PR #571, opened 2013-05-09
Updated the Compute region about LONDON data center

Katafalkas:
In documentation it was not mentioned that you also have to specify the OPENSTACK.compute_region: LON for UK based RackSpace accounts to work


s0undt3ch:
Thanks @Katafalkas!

☆ ☆ ☆ ☆ ☆ ☆ ☆

* **Task details**: Output the data exactly, in full.

* **Answer for this exercise**:
PR #571, opened 2013-05-09
Updated the Compute region about LONDON data center

Katafalkas:
In documentation it was not mentioned that you also have to specify the OPENSTACK.compute_region: LON for UK based RackSpace accounts to work


s0undt3ch:
Thanks @Katafalkas!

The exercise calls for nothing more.